And so Waboso chose to study civil engineering at university, after which he secured his first job with Gloucestershire County Council overseeing road design and construction. But he still wasn’t sure that he wanted to be an engineer – and a spur-of-the-moment decision saw him divert temporarily to another profession. “I saw a newspaper advert saying ‘If you have an engineering degree, why don’t you come and teach maths in London?’ So I thought ‘Why not?’ I literally got off the Tube, went straight to the Inner London Education Authority and the next day I was teaching at a school in Stoke Newington – in one of the poorest boroughs in the country.”

It was a baptism of fire. Many of the kids came from tough backgrounds and discipline at the school was poor. But despite being a young man with no teaching experience, Waboso wasn’t fazed. “The kids were a challenge – and then some!” he says. “But I was a very strict disciplinarian. I didn’t take any nonsense from them. It was a tough school – there were lots of bad things happening – but most of them were good kids who were desperate to be given a chance. I loved teaching there.”

He was shocked, however, at the toll that the stress of the job had taken on other teachers. He realised that it was not going to be a career for life, and began looking for ways of getting back into engineering. 
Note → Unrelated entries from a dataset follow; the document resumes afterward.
PR #1269, opened 2023-06-26
Add excludeBodyId option to JSON reader

superfashi:
This PR adds support of `excludeBodyId` attributes to `Env::LoadJSON`, which indicates what body ids are excluded from loading into the environment.


rdiankov:
changelog and patch update please

src/libopenrave-core/jsonparser/jsonreader.cpp
```diff
@@ -310,6 +313,10 @@ class JSONReader
                     throw OPENRAVE_EXCEPTION_FORMAT("Has body with no name in file '%s', so cannot load the scene: %s", _filename%orjson::DumpJson(rTempKinBodyInfo), ORE_InvalidArguments);
                 }
             }
+            if ( _excludeBodyIds.count(pKinBodyInfo->_id) ) {
+                itBodyInfo = envInfo._vBodyInfos.erase(itBodyInfo);
```
ziyan, line 317: @superfashi does this work? what if the bodyinfo is used later by a reference?

superfashi: Looks to me that `_ProcessEnvInfoBodies` which uses `_ExpandRapidJSON` already resolves the `referenceUri`

superfashi:
> changelog and patch update please

Sorry about that. Updated.

src/libopenrave-core/jsonparser/jsonreader.cpp
rdiankov: use `std::find` instead of `count`. thanks

superfashi: Can we use `set::find`?

cielavenir: .find is better; std::find is O(N) for (unordered_)set

cielavenir: By the way I'm personally surprised about this comment as I thought .count was (kind of) Mujin standard, eg https://github.com/rdiankov/openrave/blob/production/src/libopenrave/kinbodyjoint.cpp#L2417

rdiankov: Well... i'm personally surprised that code made it into openrave

rdiankov:
thanks

PR #1270, opened 2023-06-27
cmake: Use find_package for msgpack

undisputed-seraphim:
I'd like to use a newer version of msgpack (6.0.0, latest as of writing). Recent versions of msgpack has dropped support for finding the library via pkgconfig, so we should change CMakeLists to find msgpack via find_package instead.

----

- pipelineid=364920
- Pipeline #572059


cielavenir (approved):

cielavenir:
just note: please merge openrave (this one) first then jhbuild. merging jhbuild single will cause build error.

cielavenir:
- pipelineid=364920
- Pipeline #572059

rdiankov:
thanks~

PR #1271, opened 2023-06-28
Replace Unit with UnitInfo object

LLipter:
This pull request replaces `unit` in the environment with `UnitInfo` object. It also updates all related python bindings.


include/openrave/units.h
```diff
@@ -37,11 +37,13 @@ enum LengthUnit : int8_t
     LU_Nanometer = -9,
     LU_Inch = 0x10,
     LU_Foot = 0x11,
+    LU_TenthMillimeter = 0x12,
```
rdiankov, line 40: i would rather call it "100Micrometer", and the value should be -4

rdiankov: why do we need this by the way?

python/bindings/include/openravepy/openravepy_environmentbase.h
```diff
@@ -292,9 +292,9 @@ class PyEnvironmentBase : public OPENRAVE_ENABLE_SHARED_FROM_THIS<PyEnvironmentB
     void SetUserData(object o);
     object GetUserData() const;
 
-    void SetUnit(std::string unitname, dReal unitmult);
+    py::dict GetUnitInfo() const;
```
rdiankov, line 295: You can't just kill the old `SetUnit`, too many places use it.

python/bindings/openravepy_int.cpp
```diff
@@ -3791,6 +3801,172 @@ Because race conditions can pop up when trying to lock the openrave environment
         env.attr("TriangulateOptions") = selectionoptions;
     }
 
+#ifdef USE_PYBIND11_PYTHON_BINDINGS
+    object lengthUnit = enum_<LengthUnit>(m, "LengthUnit" DOXY_ENUM(LengthUnit))
+#else
+    object lengthUnit = enum_<LengthUnit>("LengthUnit" DOXY_ENUM(LengthUnit))
+#endif
+                          .value("Meter", LU_Meter)
```
rdiankov, line 3809: please use GetLengthUnitString() for the strings rather than hardcoding them like this

python/bindings/include/openravepy/openravepy_environmentbase.h
rdiankov: You can always set it as deprecated so that c++ generates a compile-time warning.

src/libopenrave/environment.cpp
```diff
@@ -120,8 +121,8 @@ void EnvironmentBase::EnvironmentBaseInfo::DeserializeJSONWithMapping(const rapi
         orjson::LoadJsonValueByKey(rEnvInfo, "revision", _revision);
     }
 
-    if (rEnvInfo.HasMember("unit")) {
-        orjson::LoadJsonValueByKey(rEnvInfo, "unit", _unit);
+    if (rEnvInfo.HasMember("unitInfo")) {
```
rdiankov, line 124: You have to continue to support the old "unit" since there are too many environments out there that use it.

include/openrave/units.h
LLipter: We have a python version unit conversion function (`GetUnitConversionScale`), which supports `0.1mm`. Do we want to support it as well here?

python/bindings/openravepy_int.cpp
LLipter: If so, the unit enum name will be `openravepy.LengthUnit.m` when we use it in python. I feel like `openravepy.LengthUnit.Meter` is more readable.

python/bindings/include/openravepy/openravepy_environmentbase.h
LLipter: Sure. I add them back.

src/libopenrave/environment.cpp
LLipter: sure. I add it back

rdiankov:
@LLipter there was a point in UpdateFromInfo that was assigning _unit in production, which I just changed to check and throw an exception. can you do the same in this branch and test?
Thanks

LLipter:
@rdiankov Sure, I also update my MR on webstack to throw an error in this situation

rdiankov:
@LLipter did you actually test, this simple scene fails:
```
{
  "bodies":[{
    "name":"C",
    "links":[{
      "name":"L",
      "geometries":[{
        "name":"G",
        "type":"cylinder",
        "radius":1,
        "height":1
      }]
    }]
  }],
  "unitInfo": {
    "lengthUnit":"mm"
  }
}
```

rdiankov:
thanks~

PR #1272, opened 2023-06-28
Add a Last Modified member to KinBody

undisputed-seraphim:
Prerequisite: [msgpack_v6 branch needs to be merged](https://github.com/rdiankov/openrave/pull/1270), as it leverages a new extension in the msgpack spec.

Adds a _lastModified time stamp to the environment. Note that this is not updated even if something changed in the environment upon saving.


src/libopenrave/environment.cpp
```diff
@@ -116,6 +116,17 @@ void EnvironmentBase::EnvironmentBaseInfo::DeserializeJSONWithMapping(const rapi
     // for DeserializeJSON, there are two possibilities: 1. full json passed in 2. diff json passed in
     // for example, do not clear _vBodyInfos.clear(), since we could be dealing with partial json
 
+    if (rEnvInfo.HasMember("modifiedAt")) {
+        std::string lastModifiedStr;
+        orjson::LoadJsonValueByKey(rEnvInfo, "modifiedAt", lastModifiedStr);
+        std::tm ctm;
+        ::strptime(&lastModifiedStr[0], "%FT%T%z", &ctm);
```
rdiankov, line 123: this won't do microseconds, can you use this instead:
```
int64_t stampus = (boost::posix_time::from_iso_extended_string(pIsoFormatDateTime) - boost::posix_time::from_time_t(0)).total_microseconds();
```

src/libopenrave-core/jsonparser/jsonreader.cpp
```diff
@@ -35,6 +35,39 @@
 
 namespace OpenRAVE {
 
+static int64_t ConvertIsoFormatDateTimeToLinuxTimeUS(const char* pIsoFormatDateTime)
+{
+    // RFC 3339 Nano format (2006-01-02T15:04:05.999999999Z07:00)
+    struct tm datetime;
+    const char *remain = strptime(pIsoFormatDateTime, "%FT%T", &datetime);
```
rdiankov, line 42: please handle the case where `remain` is NULL.

```
RETURN VALUE
       The return value of the function is a pointer to the first character not processed in this function call.  In case the input string contains more  characters  than  required  by  the  format
       string, the return value points right after the last consumed input character.  In case the whole input string is consumed, the return value points to the null byte at the end of the string.
       If strptime() fails to match all of the format string and therefore an error occurred, the function returns NULL.
```

rdiankov: @superfashi also handle when `pIsoFormatDateTime=""` and `pIsoFormatDateTime=nullptr`, ie 0 should return

superfashi: done

src/libopenrave-core/jsonparser/jsonreader.cpp
```diff
@@ -35,6 +35,45 @@
...
+static int64_t ConvertIsoFormatDateTimeToLinuxTimeUS(const char* pIsoFormatDateTime)
+{
+    if (pIsoFormatDateTime == nullptr) {
+        return 0;
+    }
+    // RFC 3339 Nano format (2006-01-02T15:04:05.999999999Z07:00)
+    struct tm datetime;
+    const char *remain = strptime(pIsoFormatDateTime, "%FT%T", &datetime);
+    if (remain == nullptr) {
+        return 0;
```
rdiankov, line 47: that's not correct

superfashi: Not sure what you mean it’s not correct. If you prefer !! check I can change it.

rdiankov:
thanks~

PR #1274, opened 2023-07-03
Remove RemoveKinBody calls from Read functions

superfashi:
After review it doesn't seem to make sense to call `RemoveKinBody` in `Read[xxx]` functions. 

Tested and doesn't seem to affect production.


rdiankov:
@superfashi were you able to test that there's no regressions?

superfashi:
> @superfashi were you able to test that there's no regressions?

Yes, see pm.

rdiankov:
thanks~

PR #1781, opened 2020-10-28
Fix gdb check on AT <= 12.0

tuliom:
Older AT releases supported both ppc and ppc64.  For those releases,
some executables or symlinks were provided in order to simplify usage.
These executables used to have 2 different prefixes:
 - Target-based, e.g. powerpc64-linux-gnu-readelf;
 - Alternative, e.g. powerpc-linux-gnu-readelf.

However, not all executables available as target-based also had an
alternative-based prefix.  gdb is an exception and is only available as
a target-based prefix.

Futhermore, this issue is not reproduced on AT >= 13.0 because these
versions do not support big-endian targets anymore.

This commit is also improving verbosity of the test showing more
executables that were tested.

Fixes: 2781f58f58d545115ab40bddabcb6b5bbf82ae16
Signed-off-by: Tulio Magno Quites Machado Filho <tuliom@linux.ibm.com>

### DIFF
--- a/fvtr/ck_binaries/ck_binaries.exp
+++ b/fvtr/ck_binaries/ck_binaries.exp
@@ -63,10 +63,10 @@ if { $env(AT_MAJOR_VERSION) >= 9.0 } {
 }
 
 # Binaries distributed with a different name on cross and non-cross
-set dif_exec {cpp elfedit embedspu gdb gprof readelf}
+set dif_exec {cpp elfedit embedspu gprof readelf}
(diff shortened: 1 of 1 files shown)


er-1:
The two failures were because lack of disk space on the build machines. Rebuild in progress.

er-1 (approved):

er-1:
> The two failures were because lack of disk space on the build machines. Rebuilds in progress.

Rebuilds ended well.

PR #1797, opened 2020-11-04
Update gcc on AT next

mscastanho:
Bump to revision 1e9f339d946b

Mid-week bump to get fix for ICE from the last tentative update.

Fixes issues seen on #1784


mscastanho:
I'm merging this as it is just a simple version bump as we usually do over the weekend.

But he never regretted his teaching experience: it stood him in good stead for what was to follow. “Teaching gave me many skills that could be applied to other professions. It gave me confidence, it gave me the experience of walking into a hostile environment and winning over a crowd, and it gave me the ability to get on with very many different types of people,” he says.

It was consultancy Ove Arup that gave Waboso his route back into engineering, on a project overseeing the construction of a stretch of road linking the M25 to the A12 in Essex. The people management skills that he had learned in the classroom were soon put to the test. He was overseeing a construction project worth £30 million which included a couple of hundred men, hundreds of tonnes of plant and equipment, and health and safety considerations. “It was a lot of responsibility at a young age. Some of the contractors were tough guys – and that meant dealing with conflict and aggression. Being a young engineer in construction is one of the toughest ways to learn the ropes.”

After a couple of years with Ove Arup, Waboso joined Pell Frischmann, another firm of consulting engineers. This gave him the chance to spread his wings and work abroad – and he found himself taking up a role in Kaduna in Nigeria. There was a host of World Bank-funded engineering projects in the region and Waboso was given the opportunity to work on railway and road construction and a water supply scheme. 

He recalls this period of his life with real fondness: “Kaduna was a lovely place – an old colonial region with a good mix of local people and expats. It was a great time – there’s a lot of polo played in Nigeria and there was a good social life centred around that. I was also captain of the local rugby team. I thoroughly enjoyed my time there but after about three years I thought I’d better get back to the UK.”